Collected data:
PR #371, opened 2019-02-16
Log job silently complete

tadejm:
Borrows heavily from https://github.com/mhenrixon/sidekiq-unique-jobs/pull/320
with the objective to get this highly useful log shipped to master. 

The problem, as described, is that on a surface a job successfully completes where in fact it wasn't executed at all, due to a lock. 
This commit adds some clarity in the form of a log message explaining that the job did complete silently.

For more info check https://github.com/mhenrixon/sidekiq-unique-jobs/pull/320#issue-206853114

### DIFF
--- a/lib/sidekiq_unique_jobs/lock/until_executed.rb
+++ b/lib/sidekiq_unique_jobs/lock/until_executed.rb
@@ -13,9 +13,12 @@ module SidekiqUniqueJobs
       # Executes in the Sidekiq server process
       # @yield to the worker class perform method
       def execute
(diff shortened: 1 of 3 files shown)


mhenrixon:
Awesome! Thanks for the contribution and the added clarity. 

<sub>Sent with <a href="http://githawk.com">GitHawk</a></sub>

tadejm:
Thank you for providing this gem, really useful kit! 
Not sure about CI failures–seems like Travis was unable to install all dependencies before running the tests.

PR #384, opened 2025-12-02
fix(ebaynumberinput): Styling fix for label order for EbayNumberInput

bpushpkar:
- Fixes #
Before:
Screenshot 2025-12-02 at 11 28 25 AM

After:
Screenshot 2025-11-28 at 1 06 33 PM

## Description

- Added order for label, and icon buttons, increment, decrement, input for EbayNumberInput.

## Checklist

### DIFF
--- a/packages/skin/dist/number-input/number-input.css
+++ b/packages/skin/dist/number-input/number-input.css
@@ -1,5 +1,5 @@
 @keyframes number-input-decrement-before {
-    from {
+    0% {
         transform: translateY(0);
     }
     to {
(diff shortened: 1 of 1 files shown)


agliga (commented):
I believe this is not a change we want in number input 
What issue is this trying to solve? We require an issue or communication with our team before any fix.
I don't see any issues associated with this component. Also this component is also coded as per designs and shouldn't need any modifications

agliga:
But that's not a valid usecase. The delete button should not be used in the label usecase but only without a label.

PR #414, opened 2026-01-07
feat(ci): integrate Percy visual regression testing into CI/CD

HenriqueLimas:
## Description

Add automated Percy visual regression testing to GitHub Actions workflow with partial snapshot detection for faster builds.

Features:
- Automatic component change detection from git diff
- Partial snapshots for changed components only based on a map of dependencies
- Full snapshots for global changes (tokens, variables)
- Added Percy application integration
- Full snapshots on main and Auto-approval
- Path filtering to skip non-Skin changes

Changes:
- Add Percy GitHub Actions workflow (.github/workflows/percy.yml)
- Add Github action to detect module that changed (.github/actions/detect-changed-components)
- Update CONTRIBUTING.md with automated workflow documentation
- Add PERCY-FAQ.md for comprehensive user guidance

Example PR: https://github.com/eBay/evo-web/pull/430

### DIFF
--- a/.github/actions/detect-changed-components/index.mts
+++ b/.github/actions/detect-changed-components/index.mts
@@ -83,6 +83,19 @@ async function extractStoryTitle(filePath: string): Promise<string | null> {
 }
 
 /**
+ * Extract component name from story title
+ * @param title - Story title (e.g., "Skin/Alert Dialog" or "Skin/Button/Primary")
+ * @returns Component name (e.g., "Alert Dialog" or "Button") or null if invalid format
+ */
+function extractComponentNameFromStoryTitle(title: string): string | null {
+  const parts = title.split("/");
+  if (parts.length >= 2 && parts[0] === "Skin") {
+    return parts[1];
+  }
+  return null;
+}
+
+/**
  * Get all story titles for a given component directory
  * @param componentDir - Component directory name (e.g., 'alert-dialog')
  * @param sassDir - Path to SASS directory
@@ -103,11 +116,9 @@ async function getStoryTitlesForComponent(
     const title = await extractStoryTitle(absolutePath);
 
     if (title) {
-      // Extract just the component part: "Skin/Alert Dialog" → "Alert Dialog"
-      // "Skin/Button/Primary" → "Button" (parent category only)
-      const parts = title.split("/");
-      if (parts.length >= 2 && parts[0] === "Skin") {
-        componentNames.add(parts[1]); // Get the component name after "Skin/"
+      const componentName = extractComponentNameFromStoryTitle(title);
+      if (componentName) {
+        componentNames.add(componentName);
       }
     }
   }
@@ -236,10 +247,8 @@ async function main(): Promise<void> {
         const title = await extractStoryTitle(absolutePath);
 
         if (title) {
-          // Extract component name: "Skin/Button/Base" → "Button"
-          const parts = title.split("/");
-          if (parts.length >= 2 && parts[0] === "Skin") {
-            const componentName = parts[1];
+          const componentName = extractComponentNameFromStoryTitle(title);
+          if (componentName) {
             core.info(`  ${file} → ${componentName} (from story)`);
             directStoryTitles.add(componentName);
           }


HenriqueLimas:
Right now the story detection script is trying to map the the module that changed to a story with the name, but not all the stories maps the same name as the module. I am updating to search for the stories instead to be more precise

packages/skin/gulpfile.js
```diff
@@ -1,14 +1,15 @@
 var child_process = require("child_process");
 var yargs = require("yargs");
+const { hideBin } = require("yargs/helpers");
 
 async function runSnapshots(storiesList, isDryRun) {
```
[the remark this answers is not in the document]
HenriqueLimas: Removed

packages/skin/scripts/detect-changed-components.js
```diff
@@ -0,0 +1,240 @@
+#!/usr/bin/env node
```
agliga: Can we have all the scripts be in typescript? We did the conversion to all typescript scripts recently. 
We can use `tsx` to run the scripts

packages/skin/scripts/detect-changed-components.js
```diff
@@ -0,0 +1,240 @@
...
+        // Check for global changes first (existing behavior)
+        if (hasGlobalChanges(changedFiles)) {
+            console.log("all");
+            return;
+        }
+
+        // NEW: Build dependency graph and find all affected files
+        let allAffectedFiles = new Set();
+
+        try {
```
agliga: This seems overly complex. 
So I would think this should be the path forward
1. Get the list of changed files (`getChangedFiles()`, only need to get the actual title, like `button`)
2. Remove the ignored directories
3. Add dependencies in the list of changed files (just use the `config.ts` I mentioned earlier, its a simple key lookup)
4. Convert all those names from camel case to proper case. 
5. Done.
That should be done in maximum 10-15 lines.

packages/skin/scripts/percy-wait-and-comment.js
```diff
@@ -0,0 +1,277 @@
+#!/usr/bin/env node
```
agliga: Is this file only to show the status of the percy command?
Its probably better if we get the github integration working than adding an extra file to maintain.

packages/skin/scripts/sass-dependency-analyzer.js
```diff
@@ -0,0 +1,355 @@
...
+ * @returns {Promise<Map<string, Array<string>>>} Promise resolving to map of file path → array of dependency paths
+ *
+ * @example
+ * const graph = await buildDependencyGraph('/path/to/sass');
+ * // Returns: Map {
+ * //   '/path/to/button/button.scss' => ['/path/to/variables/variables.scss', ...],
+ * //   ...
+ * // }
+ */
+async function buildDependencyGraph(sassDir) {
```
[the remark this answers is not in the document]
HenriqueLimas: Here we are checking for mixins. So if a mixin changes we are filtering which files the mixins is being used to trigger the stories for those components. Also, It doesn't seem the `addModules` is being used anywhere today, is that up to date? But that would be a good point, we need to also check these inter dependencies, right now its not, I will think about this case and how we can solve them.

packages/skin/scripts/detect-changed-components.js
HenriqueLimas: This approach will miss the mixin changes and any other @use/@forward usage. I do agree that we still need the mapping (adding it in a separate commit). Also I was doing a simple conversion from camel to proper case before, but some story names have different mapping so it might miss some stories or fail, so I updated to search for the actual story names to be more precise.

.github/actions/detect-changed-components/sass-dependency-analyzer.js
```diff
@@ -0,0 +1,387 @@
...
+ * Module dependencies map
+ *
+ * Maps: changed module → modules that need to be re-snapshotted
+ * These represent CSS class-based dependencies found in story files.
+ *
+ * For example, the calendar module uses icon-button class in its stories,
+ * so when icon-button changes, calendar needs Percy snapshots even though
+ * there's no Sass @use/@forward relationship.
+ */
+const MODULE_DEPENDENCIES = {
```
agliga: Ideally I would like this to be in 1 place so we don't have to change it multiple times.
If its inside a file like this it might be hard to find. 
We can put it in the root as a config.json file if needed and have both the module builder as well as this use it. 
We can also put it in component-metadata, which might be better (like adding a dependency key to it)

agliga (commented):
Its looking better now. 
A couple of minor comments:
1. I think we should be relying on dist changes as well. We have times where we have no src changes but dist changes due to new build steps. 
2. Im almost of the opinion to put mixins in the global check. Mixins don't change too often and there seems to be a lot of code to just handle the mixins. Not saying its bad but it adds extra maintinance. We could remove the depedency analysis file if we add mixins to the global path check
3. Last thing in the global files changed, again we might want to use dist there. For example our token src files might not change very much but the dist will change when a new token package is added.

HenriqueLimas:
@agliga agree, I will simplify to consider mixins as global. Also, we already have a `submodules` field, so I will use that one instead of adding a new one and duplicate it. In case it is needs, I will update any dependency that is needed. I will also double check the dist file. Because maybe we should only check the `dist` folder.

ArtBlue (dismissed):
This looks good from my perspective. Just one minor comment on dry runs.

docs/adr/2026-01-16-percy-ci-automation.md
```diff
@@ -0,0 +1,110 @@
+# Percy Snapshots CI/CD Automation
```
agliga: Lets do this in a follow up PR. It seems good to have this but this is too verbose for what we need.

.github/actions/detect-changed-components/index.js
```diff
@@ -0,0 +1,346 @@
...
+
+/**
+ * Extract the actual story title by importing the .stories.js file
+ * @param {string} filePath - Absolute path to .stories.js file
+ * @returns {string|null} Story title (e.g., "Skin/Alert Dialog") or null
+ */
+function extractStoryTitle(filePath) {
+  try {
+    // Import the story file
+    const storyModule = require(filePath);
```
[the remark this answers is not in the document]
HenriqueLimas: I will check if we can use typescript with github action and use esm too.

Task prompt:
Where does the string "sassDir" appear in the records above? Return every line that holds it.

Exercise answer:
  * @param sassDir - Path to SASS directory
+async function buildDependencyGraph(sassDir) {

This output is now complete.